Глядя на него, старая и забытая всеми Найда позевывала звучно и нервно, а глаза ее словно бы блестели слезой. Отрывистый, глухой стон сводил ей челюсти, переходя в трубный какой-то рев. Но после хозяйского окрика Найда покорно умолкала и снова укладывалась на соломе, звеня цепью, горестно поскуливала, постанывала, жаловалась на проклятое лето, на свою судьбину и на серебряного скакуна, который опять всколыхивал в ней воспоминания о зимней воле.
12
Дождя как будто бы и не было. Но мостовые и тротуары не просыхали от буса, невесомо висевшего над городом, а машины по самые крыши были обметаны грязью.

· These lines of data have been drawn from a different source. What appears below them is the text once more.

PR #3928, opened 2025-06-11
Retroactively add 4.16 warning about container naming

ianballou:
Adds a release warning for 4.16 as as response to https://community.theforeman.org/t/docker-image-repos-renamned-with-foreman-3-14-katello-4-16/43493

PR #3929, opened 2025-06-11
Add container image naming upgrade warning

ianballou:
Adds an upgrade warning in 4.17 in case users didn't see the late addition https://github.com/theforeman/foreman-documentation/pull/3928


ekohl (approved):
Good idea to call it out

PR #3946, opened 2025-06-19
Add review checklists to PR template

aneta-petrova:

Adding 'review checklists' to the PR template.

Discussions over what conditions need to be met for a PR to be considered reviewed have been popping up recently. For example: Should we request a second opinion for PRs filed by engineers? How to introduce the requirement for QE/testing review when the concept of QE reviews is not native to upstream? What should be the scope of a review anyway?

Standardizing expectations could be beneficial for all sides: both writers and reviewers. These checklists could also eliminate the need to manually assign the `needs testing`/`testing done` labels (because they include testing as part of the regular tech review).
~~EDIT: This might actually eliminate the tech and style review labels too!~~

A previous suggestion by @ekohl was to use [Github's saved replies](https://docs.github.com/en/get-started/writing-on-github/working-with-saved-replies/using-saved-replies) feature and maintain the lists manually for each reviewer. Adding them to the PR template would make the template even longer than it already is but it would mean we only have one place where we store it.

#### Checklists

### DIFF
--- a/.github/PULL_REQUEST_TEMPLATE.md
+++ b/.github/PULL_REQUEST_TEMPLATE.md
@@ -4,7 +4,7 @@
 
 #### Anything else to add? (Considerations, potential downsides, alternative solutions you have explored, etc.)
 
-#### Checklists
+#### Contributor checklists
 
 * [x] I am okay with my commits getting squashed when you merge this PR.
 * [ ] I am familiar with the [contributing](https://github.com/theforeman/foreman-documentation/blob/master/CONTRIBUTING.md) guidelines.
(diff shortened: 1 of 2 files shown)


ekohl:
> A previous suggestion by @ekohl was to use [Github's saved replies](https://docs.github.com/en/get-started/writing-on-github/working-with-saved-replies/using-saved-replies) feature and maintain the lists manually for each reviewer. Adding them to the PR template would make the template even longer than it already is but it would mean we only have one place where we store it.

One downside of the PR template is that it's in the original message and it's hard to figure out who ACKed it. I don't have a good solution either.

aneta-petrova:
> One downside of the PR template is that it's in the original message and it's hard to figure out who ACKed it. I don't have a good solution either.

Can I assume that only users with commit access and the PR author can check the boxes? If so, then that at least limits who can do it.

An alternative could be to keep using labels (for which GH always shows who set/unset them) and add the review checklists to [CONTRIBUTING.md](https://github.com/theforeman/foreman-documentation/blob/a5c1bf8cea174c825ff63938c1d4697da35b0844/CONTRIBUTING.md?plain=1#L15). But should we expect reviewers to read those guidelines? I wouldn't.

maximiliankolb (approved):
diff LGTM

aneta-petrova:
Considering that there has been one approval and no blocking comments in 2 weeks, I'll move forward with this. Next step: Update the tech review/style review part of contributing guidelines accordingly.

@Lennonka What's your opinion on potentially replacing the testing review/tech review/style review labels with checklists like these? IIRC you were the one who implemented the testing label so I'd like to know what your thoughts are.

aneta-petrova:
I updated the contribution guidelines to drop the (weak) definition of tech and style review that was available there. This is what the updated PR template (with a more detailed definition provided by the new checklists) replaces.

@maximiliankolb Can you please re-review?

maximiliankolb (commented):
diff still LGTM.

В Москве на улицах он почти неощутим, этот бус. Лишь где-нибудь за городом, на опушке голого леса, на мягкой, отволглой листве среди потемневших стволов, видишь, как тают в тумане дальние деревья, как смягчены и размыты печальные поля и перелески, как черна пахота, как светятся молочно-белые капли на тонких ветвях берез, зацепившись за маленькие зимние почки. И невидимый этот дождь, это серое облако, опустившееся на желтую землю, пахнет холодными мертвыми листьями.
В Москве же это только блеск асфальта и словно бы из пульверизатора окрашенные грязью машины, машины, машины…

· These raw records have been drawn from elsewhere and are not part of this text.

PR #3950, opened 2025-06-22
Add assembly attribute

apinnick:

Adding content type attribute to assemblies.

Required for tooling migration.

#### Checklists

### DIFF
--- a/guides/common/assembly_accessing-server.adoc
+++ b/guides/common/assembly_accessing-server.adoc
@@ -1,3 +1,5 @@
+:_mod-docs-content-type: ASSEMBLY
+
 include::modules/con_accessing-server.adoc[]
 
 include::modules/proc_logging-in-to-the-projectwebui.adoc[leveloffset=+1]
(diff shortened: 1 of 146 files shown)


apinnick:
@maximiliankolb Please review. Will this attribute create problems for other products?

guides/common/assembly_hammer-reference.adoc
```diff
@@ -1,3 +1,5 @@
+:_mod-docs-content-type: ASSEMBLY
+
 // DO NOT EDIT MANUALLY
```
maximiliankolb, line 3: I think this will be overwritten by `generate-hammer-reference.sh`. OK for now, but maybe we need a check or adjustment to this shellscript to not drop this change when we recreate the Hammer CLI reference.

maximiliankolb (approved):
One small comment that we could probably resolve by adding a comment/action item to the shellscript for now. Overall, LGTM.

guides/common/assembly_hammer-reference.adoc
apinnick: Good point. I forgot about auto-generated files. Will fix.

Lennonka: Thanks for catching this! I would prefer to update the script as part of this PR.

Lennonka (approved):
Thank you!

PR #3967, opened 2025-06-30
Check URLs on a weekly basis

maximiliankolb:

Our docs include links to various external sources, such as "ansible.com" and similar. To provide a good UX, we want to ensure that all external URLs work.

However, due to the active work of contributors, having a GHA that runs for each commit produces a lot of noice on our PRs. Therefore, we want to use a schedule in favor of checks on PRs.

By default, all maintains will get notified for failed checks.

To reduce noice on PRs and therefore improve maintaining Foreman docs.

#### Checklists

### DIFF
--- a/.github/workflows/linkchecker.yml
+++ b/.github/workflows/linkchecker.yml
@@ -1,11 +1,10 @@
 ---
-name: linkchecker
+name: "Check URLs"
 
-on:
-  pull_request:
-    branches:
-      - master
-      - "[0-9]+.[0-9]+"
+on:  # yamllint disable-line rule:truthy
+  schedule:
+    - cron: "18 4 * * sun"
+
 env:
   RUBY_VERSION: 3.1
   BUNDLE_WITHOUT: "nanoc"


ekohl (changes requested):
:-1: on removing it for PRs. If you add a link that's broken, then you should fix it. That's the whole idea behind CI.

Now what makes this flaky is that it's external websites so you don't control them.

You can mitigate that by only looking at the files that you changed and check those URLs. This speeds up the check and gives fewer false positives. On the other hand, now you need someone to check those results.

> By default, all maintains will get notified for failed checks.

I don't get notifications from failed scheduled runs because I turned it off. It created too much noise for me in the past. How do you intend to check failures? I think this will end in us just ignoring failures.

If you want to run this, I'd suggest to look into automation that creates an issue if broken links are detected.

Another note: if this is about finding broken links, would it be better to just let linktryer-checker loose on https://docs.theforeman.org/ without building it locally? Then it should find all versions and not just the branch that is being checked.

PR #3968, opened 2025-06-30
Add mod doc type attribute to script

apinnick:

Adding the mod docs type attribute to generate-hammer-reference script so that modules are generated with the attribute.

This attribute will be required if we try to set up a CI job to migrate foreman docs continuously to the d/s repo after we migrate to new tooling.

#### Checklists

### DIFF
--- a/guides/scripts/generate-hammer-reference.sh
+++ b/guides/scripts/generate-hammer-reference.sh
@@ -3,6 +3,7 @@
 SRC=
 ASMB_DIR=common # assembly destination folder
 MOD_DIR=modules
+MOD_TYPE=":_mod-docs-content-type: REFERENCE"
 ASMB_FILENAME=assembly_hammer-reference.adoc
 NOOP= # dry run
 DEBUG=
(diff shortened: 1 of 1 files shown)


guides/scripts/generate-hammer-reference.sh
```diff
@@ -154,7 +155,7 @@ cat "$SRC" | while read line ; do
             id=[id=\"$id_core\"]
             heading=`echo -e $line | sed 's/^### hammer/==/'`
```
apinnick, line 156: According to our mod doc guidelines, all modules should begin with level 1 headers. 

Would it be possible to change this to level 1 and add 'echo -e "include::modules/$filename[leveloffset=+2]\n" >>$asmb_file'?

Lennonka: Potentially yes, but the problem is that there are 5 levels of commands. If we structure the modules for 5 levels, the nesting of the modules will be too deep (>3 nesting levels of sections). We don't want that either.

Perhaps we could think a bit deeper about the design of the reference before we make any changes to the script.

Lennonka (approved):
Tested successfully.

Из «Детского мира» вышли двое и направились вниз, к Неглинной. Он был одет в долгополое кожаное пальто с потертостями на швах. На ногах высокие большие ботинки, похожие на боты, в которые были заправлены брюки, а на голове болгарская шапочка — маленькая, с меховыми ушками, крошечным ко-зыречком, сидевшая на голове рызывающе некрасиво, обтягивающая голову и превращающая ее в какую-то птичью хищную голую головку. В одной руке у него был пластмассовый красный трактор в полиэтиленовом мешке, а в другой — рука женщины, идущей рядом, как ребенок.
Они шли среди людей в задумчивом молчании, точно наслаждаясь мокрой прохладой. Он, не выпуская руки, смотрел вперед, горделиво откинув стиснутую свою головку, а она смотрела под ноги. Шли они медленно, их обгоняли прохожие, а встречные напарывались на них как на препятствие и, торопясь, обходили стороной, поглядывая мельком на головку кожаного великана.
— Куда ты меня ведешь?. — спросила женщина, взглядывая на него.
А он со значением ответил:.
— Туда, — вызвав улыбку на лице женщины и какое-то еле уловимое движение тела, которым она как бы сказала ему: «Ну и хорошо. Я согласна. Веди меня туда».
Коля Бугорков сразу увидел, услышал, разглядел, обнял всеми щупальцами своих чувств Верочку Воркуеву, увидел ее покрасневший носик, услышал тихое ее молчание, полное покорности и любви, и ощутил даже запах ее…
Он замедлил шаги и, удивленно поглядывая на удаляющуюся пару, которая уже заворачивала на Неглинную, остановился в нерешительности.
«Неужели это она? — с испугом подумал он. — Та самая Верочка Воркуева, которая. Бог ты мой! Как же она изменилась! А это кто же? Муж ее? Странный мужик…»
Внешне Верочка Воркуева совсем не изменилась, хотя и похудела за эти годы. Бугоркова больше всего поразила внутренняя ее перемена, ее тихая, незнакомая ему покорность и умиротворенность. Он никогда, даже в лучшие минуты своей жизни, не мог бы представить себе, чтоб Верочка Воркуева была бы так же спокойна и тиха рядом с ним.